Hello,
I am using Nanopore 16s rRNA data for metagenomics analyses. Since i cant go on from the DADA2 i use the mothur untill the taxonomic classifications. However, i want to use the qiime2 for beta diversity analyses so i transform my aligned sequence fasta file from mothur into the qiime2 FeatureData[AlignedSequence] qza artifact with the qiime tools import method. In order to do diversity analysis, since i have aligned data, instead of align-to-tree-mafft-fasttree tool first i try to construct phylogenetic tree with fasttree it does not end for over 48 hours so i tried with the iqtree but it gives an error as i mentioned below.
İ have 12 samples with 400k reads per sample, 1500 bp length.
I can have meaningfull results from mothur but how can i move forward with qiime2?
thank you in advance
Traceback (most recent call last):
File “/home/sahin/miniconda3/envs/qiime2/lib/python3.6/site-packages/q2cli/commands.py”, line 327, in call
results = action(**arguments)
File “</home/sahin/miniconda3/envs/qiime2/lib/python3.6/site-packages/decorator.py:decorator-gen-221>”, line 2, in iqtree_ultrafast_bootstrap
File “/home/sahin/miniconda3/envs/qiime2/lib/python3.6/site-packages/qiime2/sdk/action.py”, line 240, in bound_callable
output_types, provenance)
File “/home/sahin/miniconda3/envs/qiime2/lib/python3.6/site-packages/qiime2/sdk/action.py”, line 383, in callable_executor
output_views = self._callable(**view_args)
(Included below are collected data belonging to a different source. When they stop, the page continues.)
PR #414, opened 2026-08-06
chore(workspace): delete the renamed pg and jwt plugin sources

ofri-peretz:
## Why this is not just cleanup

Both packages were renamed to their `-security` names and every published version is deprecated on npm. But the sources stayed in `packages/`, and `.changeset/config.json` has `ignore: []` — so **every release versioned and republished them**:

```
eslint-plugin-pg@1.4.13    published 2026-08-05
eslint-plugin-jwt@2.2.13   published 2026-08-05
```

A freshly published version carries no deprecation flag. So each release silently **un-deprecated** both packages, and `npm i eslint-plugin-pg` resolved to a clean `latest` with no warning until someone re-ran `npm deprecate`.

Deleting the sources is what stops the loop. Re-deprecating alone gets undone by the next release.

## Nothing published is lost

- The `-security` packages carry **identical rule sets** — 13 each, compared directory by directory.
- They keep the original `pg/` and `jwt/` **rule namespaces**, so no consumer config changes.
- Published catalogue is **unchanged: 465 rules across 30 plugins**. Only the including-unpublished count drops (491 → 465), because the removed entries were already flagged unpublished.

## A user-facing bug this surfaced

File “/home/sahin/miniconda3/envs/qiime2/lib/python3.6/site-packages/q2_phylogeny/_iqtree.py”, line 325, in iqtree_ultrafast_bootstrap
run_command(cmd)
File “/home/sahin/miniconda3/envs/qiime2/lib/python3.6/site-packages/q2_phylogeny/_raxml.py”, line 34, in run_command
subprocess.run(cmd, check=True)
File “/home/sahin/miniconda3/envs/qiime2/lib/python3.6/subprocess.py”, line 418, in run
output=stdout, stderr=stderr)
subprocess.CalledProcessError: Command ‘[‘iqtree’, ‘-bb’, ‘1000’, ‘-st’, ‘DNA’, ‘–runs’, ‘1’, ‘-s’, ‘/tmp/qiime2-archive-t5aa9fnz/80a289cb-187f-41d6-830f-e68cd62a08b1/data/aligned-dna-sequences.fasta’, ‘-m’, ‘MFP’, ‘-pre’, ‘/tmp/tmp1puyyang/q2iqtreeufboot’, ‘-nt’, ‘8’]’ died with <Signals.SIGSEGV: 11>.